Zodiac · 12 of 12
Pisces
February 19 – March 20 · water · mutable · ruled by Jupiter (traditional) / Neptune (modern)
The two fish, the mystic, the dissolver. The principle of empathy and merger — the part of the psyche that knows the boundaries between selves are thinner than the daylight world admits.
Sign summary
- Distorted expression
- Dissolution, escapism, the empathic absorption that loses the self in others' feelings, addiction in any form. Or the opposite: the hardened refusal of feeling, the rejection of the mystical because the mystical is dangerous.
- Refined expression
- Permeable presence with intact boundaries. The capacity to feel deeply with another without becoming them, to dissolve into the larger field while retaining the self that returns, to know the mystery without being possessed by it.
- Key question
- Where is my permeability serving real compassion — and where is it serving the avoidance of the difficulty of being a separate person?
The image
Two fish, swimming in opposite directions, often connected by a thin cord or ribbon. Pisces is the twelfth and last sign of the zodiac, falling at the end of winter, the dissolution point before Aries’s new beginning. The energy is watery, boundary-less, devotional, sometimes lost. The two fish are crucial: they swim in opposite directions because Pisces lives in the tension between the dissolving and the holding-together.
The figure in the psyche
Pisces is the principle of dissolution — and, paradoxically, the principle of compassion. After Aquarius’s clear systemic vision, Pisces is what happens when the boundaries between things, between selves, between the personal and the universal, become thinner than the conventional psyche admits. Jupiter-ruled in traditional astrology and Neptune-ruled in modern, Pisces carries the mystical, the empathic, the addictive, and the redemptive — all of them adjacent, all of them risky.

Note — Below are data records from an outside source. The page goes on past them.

PR #686, opened 2019-08-09
[Thermo] Avoid NaN in entropy with small negative mass fractions

speth:
Avoid NaN results in entropy_mole calculations when there are small negative
mass fractions. Consistent with the approach used elsewhere,
e.g. IdealGasPhase::getPartialMolarEntropies.

This is a result of investigating the issue brought up by @ischoegl in #682.


ischoegl:
I’d give this one a 👍 , with the specific reason that it should always be possible to set a state based on `S`. Currently, a valid state can generate an invalid entropy value, I.e. the state cannot be reconstructed via 'SP' or 'SV'.

PR #1161, opened 2021-12-22
Prevent errors due to unsafe math optimizations

### LINKED ISSUE #1155: Optimization with 'fast math' produces incorrect results and segfaults
**Problem description**

As reported in #1150, compilation with default optimization options for the Intel compiler suite `icx`/`icpx` results in incorrect results. The behavior can be reproduced for `gcc` with the `-ffinite-math-only` option (which is one of the `-ffast-math` flags), e.g. for a vanilla `gcc` toolchain on Ubuntu 20.04:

Liz Greene reads Pisces as the sign of the mystic and the addict, often the same person at different stages. The capacity to feel the larger field — the suffering of others, the unity of life, the dissolving of the small self into something larger — is real. It is also dangerous. The same permeability that allows compassion allows possession.
When the energy is present
You notice Pisces in yourself in moments of deep empathic resonance, of artistic surrender, of devotional feeling, of unaccountable sadness that turns out, on examination, to belong to someone else in the room. The Pisces gift is the porous capacity to receive — what others are feeling, what is happening in the field, what the unconscious of a situation is carrying. It is also the deep relationship with the imaginal, the mystical, the unseen.
In refined form, Pisces is the compassionate mystic with intact self. The therapist who can feel the client’s grief without taking it on. The artist whose work reaches the mythic registers. The contemplative whose dissolution into the larger is recoverable. The friend whose presence is balm precisely because they do not require you to be different than you are.
In distorted form, Pisces becomes the dissolver who cannot reconstitute. The empathic person who has lost the self in others’ feelings. The addiction — to substance, to relationship, to the next altered state — that is using Pisces’s gifts as an escape route. The romantic confusion, the failure of agency, the perpetual sufferer who has confused suffering with depth. Or, on the hardened side, the refusal of Pisces altogether — the person who has decided that all this softness is dangerous and has armoured against feeling.
The work
If Pisces is strong in you, the work is return. The dissolution is real and valuable. The risk is that the return becomes harder than the leaving. Mature Pisces can enter the larger field and come back to be a specific person in a specific kitchen on a specific morning. The two fish, after all, are tied together.
If Pisces is weak in you, the work is permeability. Building the capacity to feel with another, to enter the imaginal, to surrender — sometimes, deliberately — to something larger than the small self. A life without Pisces is often a competent life that has missed most of the music.